Keep open. Testing is in progress right now.
JMH benchmark results (make test TEST="micro:java.util.random") with fixedSeed = true on EC2 are below. Average time improves only for nextExponential() and only on non-Intel CPUs, but p100 improved more consistently (7 of the 12 tests improved by at least 1000ns, only 2 deteriorated by that amount.)
c6i.metal
L64X128MixRandom.nextExponential() average ns/op: 26.984 ± 0.015 before, 34.914 ± 0.021 after L64X128MixRandom.nextExponential() p100 ns/op: 8224 before, 5624 after L64X1024MixRandom.nextExponential() average ns/op: 30.026 ± 0.020 before, 36.730 ± 0.024 after L64X1024MixRandom.nextExponential() p100 ns/op: 8736 before, 7464 after L64X128MixRandom.nextGaussian() average ns/op: 29.995 ± 0.017 before, 30.016 ± 0.019 after L64X128MixRandom.nextGaussian() p100 ns/op: 5392 before, 3024 after L64X1024MixRandom.nextGaussian() average ns/op: 31.394 ± 0.020 before, 31.660 ± 0.021 after L64X1024MixRandom.nextGaussian() p100 ns/op: 5984 before, 6072 after
c7g.16xlarge
L64X128MixRandom.nextExponential() average ns/op: 41.006 ± 0.056 before, 40.288 ± 0.055 after L64X128MixRandom.nextExponential() p100 ns/op: 6384 before, 6416 after L64X1024MixRandom.nextExponential() average ns/op: 45.218 ± 0.071 before, 40.549 ± 0.062 after L64X1024MixRandom.nextExponential() p100 ns/op: 560 before, 3760 after L64X128MixRandom.nextGaussian() average ns/op: 39.643 ± 0.052 before, 40.473 ± 0.070 after L64X128MixRandom.nextGaussian() p100 ns/op: 7728 before, 1264 after L64X1024MixRandom.nextGaussian() average ns/op: 40.393 ± 0.061 before, 40.274 ± 0.061 after L64X1024MixRandom.nextGaussian() p100 ns/op: 9184 before, 1280 after
m6a.metal
L64X128MixRandom.nextExponential() average ns/op: 31.241 ± 0.039 before, 29.004 ± 0.018 after L64X128MixRandom.nextExponential() p100 ns/op: 4224 before, 7224 after L64X1024MixRandom.nextExponential() average ns/op: 31.903 ± 0.017 before, 31.146 | ± | 0.021 | ns/op | L64X1024MixRandom.nextExponential() p100 ns/op: 9744 before, 8688 after L64X128MixRandom.nextGaussian() average ns/op: 29.164 ± 0.017 before, 29.073 ± 0.021 after L64X128MixRandom.nextGaussian() p100 ns/op: 5920 before, 1504 after L64X1024MixRandom.nextGaussian() average ns/op: 29.503 ± 0.022 before, 29.639 ± 0.018 after L64X1024MixRandom.nextGaussian() p100 ns/op: 4256 before, 4288 after
@simonis @navyxliu @turbanoff @rgiulietti This is ready for review with the benchmark results.
hi, @Pr0methean
I notice that there is a big regression in L64X1024MixRandom.nextExponential p100 on c7g.16xlarge
L64X1024MixRandom.nextExponential() p100 ns/op: 560 before, 3760 after
but the average ns/op improves.
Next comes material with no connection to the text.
PR #446, opened 2024-06-10
User regions

### LINKED ISSUE #445: Region Creation
For SMART runs we decided to utilize the current Region as a limiting factor to allow the user to create custom regions and then run analysis on those Regions.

Can you explain the discrepancy?
btw: I updated the JBS issue to ensure the subject is aligned with your PR.
Thanks, --lx
It's probably just a statistical fluke involving a very large return value, but to know for sure I'd need a way to gather statistics about the return values and how they correlate with running-time outliers.